- There isn’t a standardized “usage_best_practice” command in the MCP spec that tells an LLM how to use an entire MCP server as a whole. The protocol defines primitives (tools, resources, prompts, progress, cancellation, logging, security), but no reserved command dedicated to server-wide best-practice guidance.[1][2][3]
- Some community guidance recommends providing an explicit “info” or similar tool that returns version, health, configuration, and usage guidance for a whole MCP server, but this is a convention, not a spec-mandated standard.[4]
- Enterprise and vendor guides discuss broader MCP “best practices” (architecture, security, latency, semantic layers), but these are deployment patterns, not a protocol-level “usage_best_practice” command.[5][6]
- The current MCP specification (e.g., 2025-06-18) defines capabilities like configuration, progress tracking, cancellation, error reporting, logging, and a strong section on security/user consent, but it does not define a dedicated, standardized tool name or command for “usage best practices” at server scope.[2]
- Official docs/intros frame MCP as a protocol for exposing tools/resources/prompts to models, without prescribing a global “how to use this server” command pattern.[7][3][1]
- Community best-practices suggest adding an “info” tool/subcommand that returns: server version, dependency status checks, and configuration issues—often used to give operators and LLMs a single place to learn how to interact with the server.

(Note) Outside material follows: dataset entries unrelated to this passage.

PR #396, opened 2025-03-17
Sync requirements for name key and statment filename

### LINKED ISSUE #389: Somewhat contradictory requirements for `name` field in `problem.yaml`
Currently we say:

> If only a single problem statement exists, this may be a string with the name of the problem in that language (but a map with a single key is allowed).
> 
> So the following example implies that only an English language problem statement exists:
> 
> ```yaml
> name: Hello World!
> ```

I would argue that the definition says that example given should imply that only a single language problem statement exists, but that that could be in any language.

I prefer the semantics given by the example (i.e. the language must be given unless there is only one language **and** that language is English) over what the definition says. 

Thoughts?

### LINKED ISSUE #390: Required and allowed languages for `name` in `problem.yaml`
Currently we require that the set of languages provided in `problem.yaml` **exactly** match the set of languages for which some statement is given.

It makes perfect sense to strictly require that any language used of a statement **must** be given in `problem.yaml`, but why should we require that additional languages must **not** be given?

The only reason I can think of is that you could use the `name` key to figure out what languages a problem is available in. My counterargument to that is that it's just as east and natural to check for the presence of `statement/problem.<lang>.*`. Also, since a given system might not support all of LaTeX, Markdown, and PDF, that could give a more relevant result.

A reason to not add it is that a workaround is trivial, just add an empty "translation" for the language you want to provide a title for, but that breaks both ways of figuring out what languages a problem is available in.

If we think this is something one might reasonably want to do, I think we should allow `name` in `problem.yaml` to be a superset of the languages for which some statement is given. If we don't, we don't have to do anything.

Thoughts?

niemela:
Closes #390: by doing nothing, which was the consensus.
Closes #389: by making language code *always* required for statement files, but defaulting to English in `problem.yaml`.

### DIFF
--- a/spec/2023-07-draft.md
+++ b/spec/2023-07-draft.md
@@ -187,7 +187,7 @@ Value           | Incompatible with           | Comments
 
 The name of the problem in each language for which a problem statement exists.
 The `name` field is a map with the language codes as keys and the problem names as values.
-If there is only one langauge **and** that language is English, the `name` field can simplt be the problem name instead.
+If there is only one langauge **and** that language is English, the `name` field can simply be the problem name instead.
 The set of languages for which `name` is given must **exactly** match the set of languages for which a [problem statement](#problem-statements) exists.
 
 A deliberately complex and construed example:
--- a/spec/2023-07-draft.md
+++ b/spec/2023-07-draft.md
@@ -199,7 +199,7 @@ name:
   fil: Kumusta mundo!
 ```
 
-The simplest example, which imples that the only provided language is `en`;
+The simplest example, which implies that the only provided language is `en`;
 ```yaml
 name: Hello World!
 ```
--- a/spec/2023-07-draft.md
+++ b/spec/2023-07-draft.md
@@ -186,7 +186,7 @@ Value           | Incompatible with           | Comments
 ### Name
 
 The name of the problem in each language for which a problem statement exists.
-If there are statements in more than one language, the `name` field must be a map with the language codes as keys and the problem names as values.
+The `name` field must be a map with the language codes as keys and the problem names as values.
 The set of languages for which `name` is given must **exactly** match the set of languages for which a [problem statement](#problem-statements) exists.
 
 A deliberately complex and construed example:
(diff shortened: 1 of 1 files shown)


spec/2023-07-draft.md
```diff
@@ -186,7 +186,8 @@ Value           | Incompatible with           | Comments
 ### Name
 
 The name of the problem in each language for which a problem statement exists.
-The `name` field must be a map with the language codes as keys and the problem names as values.
+The `name` field is a map with the language codes as keys and the problem names as values.
+If there is only one langauge **and** that language is English, the `name` field can simplt be the problem name instead.
```
Tagl, line 190:
```suggestion
If there is only one langauge **and** that language is English, the `name` field can simply be the problem name instead.
```

niemela:
Updated based on @evouga's [comment](https://github.com/Kattis/problem-package-format/issues/389#issuecomment-2727871314).

spec/2023-07-draft.md
```diff
@@ -198,9 +199,7 @@ name:
   fil: Kumusta mundo!
 ```
 
-If only a single problem statement exists, this may be a string with the name of the problem in that language (but a map with a single key is allowed).
-
-So the following example implies that only an English language problem statement exists:
+The simplest example, which imples that the only provided language is `en`;
```
Tagl, line 202:
```suggestion
The simplest example, which implies that the only provided language is `en`;
```

spec/2023-07-draft.md
```diff
@@ -186,7 +186,8 @@ Value           | Incompatible with           | Comments
 ### Name
 
 The name of the problem in each language for which a problem statement exists.
-If there are statements in more than one language, the `name` field must be a map with the language codes as keys and the problem names as values.
+The `name` field is a map with the language codes as keys and the problem names as values.
+If there is only one langauge **and** that language is English, the `name` field can simply be the problem name instead.
```
Tagl, line 190:
```suggestion
If there is only one language **and** that language is English, the `name` field can simply be the problem name instead.
```

PR #397, opened 2025-03-20
Tweaks and typo fixes, and comments/questions on current text

eldering:


spec/2023-07-draft.md
```diff
@@ -532,14 +532,12 @@ possibly overwriting the compiled submission file or included data in the case o
 
 ### Illustrations
 
-One illustration file may be provided per test case.
+An illustration provides a visualization of the associated test case.
+At most one illustration file may be provided per test case.
 The file must share the base name of the associated test case.
 Illustration files are meant to be privileged information.
```
eldering, line 538: "privileged" here seems to imply "only available to the jury", but above for `test.files` it says "contains privileged data files available to the submission via file I/O.".

I think that should be made consistent and/or more clearly indicated what "privileged" exactly means.

On a second reading, I realize that both are *not* available to the team, so it makes sense. But that leaves me wondering (naively) whether `test.in` and other things are not privileged?

eldering (commented):
I was hoping to also be able to comment on text outside the diff of this PR, but I can't unfortunately...

spec/2023-07-draft.md
```diff
@@ -648,7 +646,7 @@ In particular, for an existing feedback directory `dir`,
 <output_validator_program> tc.in tc.ans dir [arguments] < tc.out # MUST PASS
```
eldering, line 646: A few lines above (and also in the section "Invalid Output") the text "for an existing feedback directory `dir`" looks broken to me as neither "feedback directory" nor `dir` seem to refer to anything.

I guess it should instead say something like:
```
In particular, for any test case in `valid_output/`, for example `valid_output/tc`,
```

spec/2023-07-draft.md
niemela: Good catch.

We currently use the word "privileged" in three places:
- `test.files`: "privileged data files available to the submission via file I/O"
- Illustrations: "meant to be privileged information"
- `judgeimage.<ext>`: "intent .. to be privileged information used as a debugging aid by contest judges"

These are clearly (?) two slightly different kinds of "privileged". 

The first is privileged in the same sense as any `/secret` data (or rather non-`full_feedback` data). I think we should simply not call this "privileged". It is only "privileged" if it is secret, so *not* when in `/sampe` of `full_feedback`:ed. Also, whatever we call this, we should use the exact same term for `.in` (and `args`).

The second two are privileged in the sense that they are supposed to be available for judges and not contestants/students. (I think it makes sense to just say "privileged" and not say exactly who should have access to it, because the access policy is IMO outside the scope of this spec. The best (and only) example I can think of is what to do with spectators. It feels completely up to the user whether to make privileged information available to spectators).

niemela: @eldering Do you want to fix this in this PR or make it into a new issue? Either sounds perfectly fine with me.

niemela (approved):

spec/2023-07-draft.md
eldering: > @eldering Do you want to fix this in this PR or make it into a new issue? Either sounds perfectly fine with me.

Sure, can do it in this PR. Now going to bed though, so will try to do it tomorrow.

spec/2023-07-draft.md
eldering: I've replaced these.

spec/2023-07-draft.md
eldering: I've replaced these "privileged" references by a central text. Would be good to get some reviews as I rewrote things a bit and added definition of "team" and "jury".

niemela: I think it would be nice if we could keep the terminology use case agnostic. So, not "team" and "jury" (and not "student", and "teacher"), but maybe "problem solver", and "problem setter"?

Am I just complicating things for very little benefit?

Also, I do know that we have already "hardcoded" e.g. `teammessage` and `judgemssage` into the spec, but that's much harder to fix.

Thoughts?

niemela: (I will merge this now, if we want to make the terminology more agnostic we can easily do that in a follow up)

PR #399, opened 2025-03-24
Add Webrick to gemfile

Matistjati:
There are no official instructions on how to run this document locally. It's nice to be able to run it locally to check formatting. Personally, i use `bundle install` followed by `bundle exec jekyll serve`. When I do this, it seems that the gem `webrick` is missing. 

Am I doing something wrong? If so, maybe we should add instructions on how to run it properly. Otherwise, it would be nice to add it to the gemfile.

### DIFF
--- a/Gemfile
+++ b/Gemfile
@@ -20,4 +20,5 @@ group :jekyll_plugins do
   gem "jekyll-remote-theme"
   gem 'faraday', '< 1'
   gem 'liquid', '>= 4.0.1'
+  gem 'webrick'
 end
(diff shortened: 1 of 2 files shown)


RagnarGrootKoerkamp:
Probably it's just a new dependency of some updated package somewhere. Sadly, this happens all the time with ruby/bundle :/

But yeah that's fine. (Before merging, maybe remove the markdown stuff from this PR.)

niemela (approved):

This is recommended guidance rather than a standard, but it’s widely useful for whole-server usage help.[4]
- Broader operational “best practices” exist (e.g., centralizing MCP server architecture, entity-scoped data guardrails, latency focus, semantic layer exposure), but these pertain to design/deployment and not to a specific MCP command name in the protocol.[6][5]

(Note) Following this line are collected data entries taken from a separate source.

Issue #398, opened 2025-03-23
Clarify non-latex problem name


Matistjati:
In the legacy edition of the format, it implies that problemname should be rendered as LaTeX. However, most implementations need to display a non-LaTeXed version of the problem name. Kattis' solution is to use the undocumented comment `% plainproblemname <name>` (and if this is not present, the problem name is always rendered as plaintext). This is unnice since it differs from problemtools. My suggestion internally to "fix" this is to:
- always render statement as LaTeX
- if present, use `name` from problem.yaml for plaintext problem name
- otherwise, use the LaTeXed problemname verbatim

Is this something we want to add to the legacy specification? I.e., clarify that if you want a LaTeXed problemname, it would probably be wise to also give a non-latex problem name in the `name` in problem.yaml. Kattis doesn't mind changing the implementation, given that there are so few problems using LaTeX in their problem name.

PR #400, opened 2025-03-24
Specify where to get plaintext problem name

Matistjati:
Closes https://github.com/Kattis/problem-package-format/issues/398.

Should this also be added to `legacy-icpc`?

### DIFF
--- a/spec/legacy.md
+++ b/spec/legacy.md
@@ -240,7 +240,7 @@ Auxiliary files needed by the problem statement files must all be in `problem_st
 Image file formats supported are `.png`, `.jpg`, `.jpeg`, and `.pdf`.
 
 A LaTeX file may include the problem name using the LaTeX command `\problemname` in case LaTeX formatting of the title is wanted.
-If a plaintext version of the problem name is required, the `name` from value from `problem.yaml` shall be used if present.
+If a plaintext version of the problem name is required, the `name` value from `problem.yaml` shall be used if present.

- If whole-server usage guidance is needed, implement an explicit tool (e.g., “server.info”, “help”, or “usage”) that returns:
- What the server does overall and intended usage patterns.
- Tool catalog summary with when-to-use guidance.

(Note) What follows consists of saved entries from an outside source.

PR #401, opened 2025-03-25
Remove "and construed" for multi-lingual name example

mpsijm:


gkreitz:
I think the current wording is correct.

mpsijm:
Ah, I hadn't heard the word "construe" before :stuck_out_tongue: It looks like "to construe" means something like "to interpret", but then I still don't think it's fitting :thinking: What about "A deliberately complex and illustrative example"? Then we also use simpler language (or at least, from my perspective, as I hadn't heard of "construe" before) :slightly_smiling_face:

gkreitz:
My understanding is that construed can also be used as a synonym for complex, but I can't find support for that in a dictionary now that I google. At least I guess I'm not completely hallucinating, as I guess whoever wrote the original had the same idea. :)

That said, why not keep things even simpler and just delete it? "A deliberately complex example:" feels clear enough to me.

gkreitz (approved):

PR #409, opened 2025-03-30
Fix languages table link

Matistjati:
Some old links to languages.md give 404, as it is now languages.html instead.


niemela:
> Some old links to languages.md give 404, as it is now languages.html instead.

Is that a jekyll cahnge, or what?...

niemela (approved):

PR #159, opened 2018-03-19
Switch to indexmap 1.0

LegNeato:
`ordermap` changed names to `indexmap` and released a stable 1.0.

### DIFF
--- a/juniper/Cargo.toml
+++ b/juniper/Cargo.toml
@@ -35,7 +35,7 @@ default = [
 juniper_codegen = { version = "0.9.2", path = "../juniper_codegen"  }
 
 fnv = "1.0.3"
-ordermap = { version = "0.2.11", features = ["serde-1"] }
+indexmap = { version = "1.0.0", features = ["serde-1"] }
 serde = { version = "1.0.8" }
 serde_derive = {version="1.0.2" }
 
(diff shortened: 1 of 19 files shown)


sagiegurari:
looks like cargo nightly version is broken

sagiegurari:
open issue to cargo rust-lang/cargo#5212

theduke:
I'll re-trigger the build tomorrow and then merge.

sagiegurari:
builds won't pass on nightly until both rustc and cargo are fixed.
you could use nightly of February or make allow failures in build for nightly for builds to pass.

theduke:
The PR has been merged, no? 
If so so let's hope that tomorrows nightly is fixed.

sagiegurari:
unfortunately, cargo fix keeps failing in their build and as for rustc, they currently don't know the reason the incremental builds keep failing.
you could disable the incremental builds via env var to workaround that issue, but the cargo issue is still not solved.

LegNeato:
There's no rush on this, we can sit back until nightly is fixed.

theduke:
@LegNeato thanks again!

I don't want to delay this any further so I'll merge right now, but can you do another PR updating the changelog?

PR #164, opened 2018-04-01
Add actix-web to readme

user453584:
Add actix-web to readme.

Might be nice in the future to add an example like this one for reference as well: https://github.com/actix/actix-web/tree/v0.4.0/examples/juniper

### DIFF
--- a/README.md
+++ b/README.md
@@ -74,7 +74,7 @@ your Schemas automatically.
 
 * [rocket][rocket]
 * [iron][iron]
-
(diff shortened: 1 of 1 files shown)


theduke:
Hey, sorry for the big delay.

Integration with Rocket and Iron is covered in the examples in this repo and in the book, so in this case it might be confusing without a direct link to the example in Actix.

theduke:
@user453584 I've added a link to the actix-web example in the README.

Thanks.

PR #165, opened 2018-04-06
Add support for BigDecimal with a feature flag

ambaldwin21:


theduke:
Hey @ambaldwin21 , thanks for the PR.

I'm afraid I'm sceptical about accepting this.
The other integrations we have are with popular and well-established crates.
BigDecimal is rather young and not widely used.
Accepting it as an integration would mean that we are stuck with it.

For now, if this is something you need often, you could publish a `juniper_bigdecimal` crate with a wrapper type `BigDecimal(::bigdecimal::BigDecimal)` that implements the required Juniper traits.

sporto:
It seems like Diesel has adopted bigdecimal for the numeric PG type. As numeric is widely used and Diesel is very likely to be used with Juniper, maybe this integration should be re considered.

LegNeato:
Moving discussion to https://github.com/graphql-rust/juniper/issues/235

- Version/build info and environment checks.
- Auth/permission model explanation and safety constraints.
- Links or inline docs for more details.
- Document this tool in the server’s tool descriptions so clients/agents can reliably discover it. This aligns with community guidance on “info” while staying within the spec.[2][4]
Goal
Provide a single, discoverable tool response that explains how to use an MCP server as a whole (scope, patterns, safety, and constraints), since the MCP spec does not define a standard “usage_best_practice” command and this pattern is a convention rather than a protocol requirement.1234
Structure for the response text
Use a concise, fixed schema so agents and humans can both parse it. A practical pattern is a top-level summary plus machine-friendly sections. Keep it under ~800–1,000 words to avoid truncation in clients.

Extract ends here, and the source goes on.